Minimal runnable body:

{
"agentId": "00000000-0000-0000-0000-000000000000",
"sessionToken": "cs_...",
"messages": [{ "role": "user", "content": "Hi" }]
}

Field reference:

FieldTypeRequiredConstraints
agentIduuidyes
sessionTokenstringyes16–256 chars; same value as the X-Cortex-Session header
messagesarrayyes1–64 items, each { role, content }
conversationIduuidnoserver creates one if omitted
modelstringnoper-call override of modelPolicy.model
providerenumnoper-call override of modelPolicy.provider
temperaturenumberno0–2
maxOutputTokensintno1–16384
requestIdstringno8–128 chars; for client-side correlation

The response is always text/event-stream — there is no non-streaming mode. Frame types:

typePayloadNotes
startrequestId, runId, provider, model, conversationIdFirst frame.
deltatextAppend to the current assistant bubble.
tool_callname, argsTool runtime is about to execute.
tool_resultname, outputResult of the preceding tool_call.
usageinputTokens, outputTokens, costUsdEmitted near end-of-run for cost reporting.
errorcode, messageRecoverable; the run is over.
donefinishReasonLast frame.

Errors that prevent the stream from starting are returned as JSON with the standard envelope.

Rate limits

Limits stack — the strictest one wins. The numbers below are the production defaults; per-tenant overrides may apply on paid plans.

ScopeLimit
Per-IP (global)100 req/min
Per-API-key60 req/min sliding window
Per-IP (chat stream)20 msg/min
Per-tenant10 simultaneous streams
Per-tenant/day$2 soft (warn header) / $5 hard (429)
Per-session50 messages total over 15 min TTL

A 429 response carries Retry-After (seconds) and the standard error envelope (see below) with code: "rate_limit_exceeded" or code: "plan_limit_exceeded".

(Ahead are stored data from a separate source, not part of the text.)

PR #641, opened 2026-06-08
PGN 65284, 65301 - BEP Marine: CZone Circuit State. Evinrude, Mercury, Yanmar PGN stubs

negrusti:


analyzer/lookup.h
```diff
@@ -404,6 +404,61 @@ LOOKUP(CZONE_ALARM_TYPE, 63, "Battery Temperature High")
...
+LOOKUP(CZONE_MODULE_TYPE, 16, "Display Interface (DI)")
+LOOKUP(CZONE_MODULE_TYPE, 17, "Wireless Interface (WI)")
+LOOKUP(CZONE_MODULE_TYPE, 28, "Control 1")
+LOOKUP(CZONE_MODULE_TYPE, 29, "Keypad")
+LOOKUP(CZONE_MODULE_TYPE, 30, "Contact 6 P")
+LOOKUP(CZONE_MODULE_TYPE, 31, "Combination Output Interface (COI)")
+LOOKUP(CZONE_MODULE_TYPE, 54, "CXP")
+LOOKUP_END
+
+LOOKUP_TYPE(CZONE_EXTENDED_STATE_FLAG_LAYOUT, 5)
```
keesverruijt, line 427: `CZONE_EXTENDED_STATE_FLAG_LAYOUT` is defined here (32 entries) but never referenced anywhere in `pgn.h` — it's dead code. Its content is instead duplicated as prose in the 65301 `Circuit Flags` description. Either wire it into a `LOOKUP_FIELD` or drop the lookup and keep just the prose.

keesverruijt (commented):
Thanks for this. CI is green and it rebases cleanly on top of the 6.2.1 BEP/CZone work. A few things to resolve before this can go in.

**1. The CZone 65284/65301 reinterpretation overlaps with what just shipped in 6.2.1.** Those PGNs were defined in #637/#638 (dirkwa) with deliberately neutral, "purpose unverified" field names and `.url` links to the czone-spec. This PR overwrites that with confident semantic names (`Module Type` lookup, `Page`, `Circuit Flags`), flips both to `PACKET_COMPLETE`, and drops the `.url` references. Before we replace the just-released interpretation, can you share where the `CZONE_MODULE_TYPE` ids and the channel/page-layout mapping come from (a capture, a spec, a device)? If it's solid, great — but please keep the czone-spec `.url` links.

**2. The 14 Evinrude/Mercury/Yanmar additions are unsourced stubs.** Each is a bare `BINARY_FIELD("Data", ...)` placeholder with a speculative name and no `.explanation` or `.url`. canboat generally wants either a sample capture or a sourced reference before naming a proprietary PGN. Could you split these into their own PR and add provenance for the names? It also keeps the CZone semantic work reviewable on its own.

**3. One concrete bug:** the new `CZONE_EXTENDED_STATE_FLAG_LAYOUT` lookup is defined but never referenced (dead code) — see inline comment.

Inline notes below.

analyzer/pgn.h
```diff
@@ -2119,17 +2163,25 @@ Pgn pgnList[] = {
                     "The Message Type field selects the variant."}
 
     ,
-    {"BEP Marine: CZone 65301",
+    {"BEP Marine: CZone Circuit Extended State",
```
keesverruijt, line 2166: This replaces the neutral `BEP Marine: CZone 65301` definition just released in 6.2.1 (Field 1/2/3 + Status Bitmap, "purpose unverified", with a czone-spec `.url`). Flipping to `PACKET_COMPLETE` with semantic names asserts the layout is verified — what's the source for the `Module Type` ids and the 32/16/8-channel page mapping? Also please don't drop the `.url` link.

analyzer/pgn.h
```diff
@@ -1779,22 +1793,24 @@ Pgn pgnList[] = {
      {COMPANY(175), BINARY_FIELD("Data", BYTES(6), ""), END_OF_FIELDS}}
 
     ,
-    {"BEP Marine: CZone Circuit Status",
+    {"BEP Marine: CZone Circuit State Bitmap",
```
keesverruijt, line 1796: Same concern as 65301: this rewrites the 6.2.1 `CZone Circuit Status` definition and flips it to `PACKET_COMPLETE`. Keep the czone-spec `.url` and please source the `Module Type` interpretation.

analyzer/pgn.h
```diff
@@ -1730,6 +1730,13 @@ Pgn pgnList[] = {
                     "classifier; its per-source semantics are not yet observed in real captures (likely a sub-type / "
                     "channel index, an alarm-state polarity flag, or a frame counter)."}
 
+    ,
+    {"Evinrude: Joystick Control Primary",
```
keesverruijt, line 1734: These Evinrude/Mercury/Yanmar entries (14 in total across the PR) are bare `Data` stubs with no `.explanation` or `.url`. Where do the names come from? Better as a separate PR with a sample or source for each name.

keesverruijt:
These can no longer be merged, as the .h files are no longer the source of truth.

Also we no longer accept stubs that do not provide any actual fields etc.

Issue #591, opened 2025-09-03
Why reserve 3 bits for values with bitlengths >= 8?


inquestruss:
Most of the comments and documentation say that fields with bitlengths >=4 reserve two values: maximum positive value for missing, maximum positive value - 1 for invalid.

This code (fieldtype.c, getMaxRange):
  uint64_t specialvalues = (size >= 8) ? 3 : (size >= 4) ? 2 : (size >= 2) ? 1 : 0;

reserves a third value.

keesverruijt:
This is a good point, the exact history of this evades me. I think it was an old (< 2010) document by the NMEA when they still leaked stuff that indicated this.

Let me investigate this, but TBH this has low priority (as evidenced by my slow response...)

keesverruijt:
Well on reading the spec it turns out that three special values is correct. Now if somebody can enlighten us on what the third value means would be even better. See #671

keesverruijt:
## Resolved: the 3rd reserved value is spec-accurate — it means "Reserved"

I went to the open sources to settle what that 3rd special value (MAX−2) actually is. The **primary source** is Frank Cassidy's *"NMEA 2000 Explained — The Latest Word"* — and Cassidy is the same author who wrote the Appendix B PGN-table PDF, so this is as authoritative as public sources get. It states verbatim:

> uint16: 16-bit unsigned integer, range 0 to 65,532. **65,533 = Reserved. 65,534 = Out of range. 65,535 = Data not available.**

So for 8-bit-and-larger integers the top **three** values are reserved, by spec:

| value (uint8 / uint16) | NMEA term | our concept |
|---|---|---|
| MAX `0xFF` / `0xFFFF` | **Data not available** | Unknown |
| MAX−1 `0xFE` / `0xFFFE` | **Out of range** | Error |
| MAX−2 `0xFD` / `0xFFFD` | **Reserved** | *(not modeled)* |

Corroboration:
- The NMEA 2000 v1.300 Appendix B datatype dictionary lists `uint8 = "0 to 252"`, `uint16 = "0 to 65,532"`, `uint32 = "0 to 4,294,967,292"` — i.e. MAX−3 is the last valid value (3 reserved), consistent across **every** integer datatype.
[...]

PR #672, opened 2026-06-25
feat(540): expose Unknown/OutOfRange/Reserved special values per field

### LINKED ISSUE #540: Are we sure that 3 bits number has "unknown" value?
In my system I get PGN 60928 - ISO Address Claim which looks like this:
```2025-04-10T12:10:16.614Z,6,60928,5,255,8,f5,01,c0,2c,ef,aa,46,c0```
The output of this is:
```
2025-04-10T12:10:16.614Z 6   5 255  60928 ISO Address Claim:  Unique Number = 501; Manufacturer Code = Victron Energy; Device Instance Lower = Unknown; Device Instance Upper = 29; Device Function = Battery; Device Class = Electrical Generation; System Instance = 0; Industry Group = Marine; Arbitrary address capable = Yes
```
It all makes sense except the ```Device Instance Lower = Unknown``` part. Are we sure they meant it to be unknow? it makes more sense to be 7. I think that at least some 3 bits number do use all the bits.

What do the NMEA 2000 experts think about this example?

### PR DESCRIPTION
**Pull request by keesverruijt**
Closes #540.

Makes NMEA 2000's top-of-range non-data sentinels **explicit** in the XML/JSON for integer number fields, instead of leaving every consumer to recompute them from the bit width.

```xml
<RangeMax>252</RangeMax>            <!-- last valid value -->
<UnknownValue>255</UnknownValue>       <!-- data not available (most positive) -->
<OutOfRangeValue>254</OutOfRangeValue> <!-- out of range (max-1, >=4 bit)        -->
<ReservedValue>253</ReservedValue>     <!-- reserved (max-2, >=8 bit)           -->
```

Per **Cassidy, "NMEA 2000 Explained"** (the authoritative public source — Cassidy also wrote the Appendix B PGN-table PDF), 8-bit and larger integers reserve three values; 4-7 bit reserve two; 2-3 bit reserve one. See #591 for the supporting research and the durable archive link.

## What changed

- **`fieldtype.c`** — one helper (`reservedCountForSize`) now drives **both** the `RangeMax` and the sentinels, so they can't drift. A field reserves **none** when its range spans the full unsigned width (the "all values valid" idiom, e.g. ISO device instance — #540's original `Device Instance Lower = 7 = Unknown` complaint). The full-range check compares against the **unsigned** raw max so it's stable between the explain (SI/radians) and runtime (user/degrees) builds. New **`SPECIAL_VALUES(n, "Name")`** macro sets the count explicitly.
- **`print.c`** — decode now strips exactly `reservedCount` sentinels. Previously a separate heuristic stripped 2 and disagreed with the published `RangeMax` for ≥8-bit and signed fields (a signed `0x7FFF` could decode as a value exceeding the field's own `RangeMax`). Sentinel output renamed `ERROR` → **Out Of Range**, `RESERVED1` → **Reserved** (and the `DATAFIELD_*` macros).
- **`analyzer-explain.c` + `canboat.xsd`** — emit the three optional elements for plain numeric fields (<64 bit; not lookups/strings/reserved/float/ISO_NAME/match). `canboat2json.xslt` needs no change (generic numeric passthrough). 64-bit is excluded since `UINT64_MAX` exceeds JSON's safe integer range.
- **`SCHEMA_VERSION`** 2.3.0 → 2.4.0 (additive: new optional elements/keys).
- `AGENTS.md` documents the convention and `SPECIAL_VALUES`.

## Behaviour change (intended)

Decode now strips the spec's sentinels consistently: an 8-bit `253` prints `Reserved` (was the number), and signed sentinels like `0x7FFF` now decode to Unknown/null in **both** the plain and JSON paths (they previously disagreed). This fixes decoding "data not available" correctly.

## Verification

- `make generated` green: full golden suite (analyzer + n2kd) passes, schema + JSON-range validate, and the NMEA cross-check passes.
- **Generated docs diff is purely additive** — only the three new elements + the version bump, **zero `RangeMax` churn**.
- J1939 build compiles (shares the changed code).


keesverruijt:
@aisle-security check please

You can read current consumption via GET /v1/usage (auth: API key with billing:read scope).

Errors

All error responses share one top-level envelope — fields are not nested under an error object:

{
"code": "schema_validation_failed", // stable machine-readable code
"message": "...", // human-readable; do not parse
"http": 400, // HTTP status, mirrored for convenience
"details": { /* code-specific */ } // optional; e.g. Ajv issues array for validation errors
}

The request id is returned as the x-request-id response header, not in the body — include that header value in support tickets.

Codes are stable across versions; messages are not.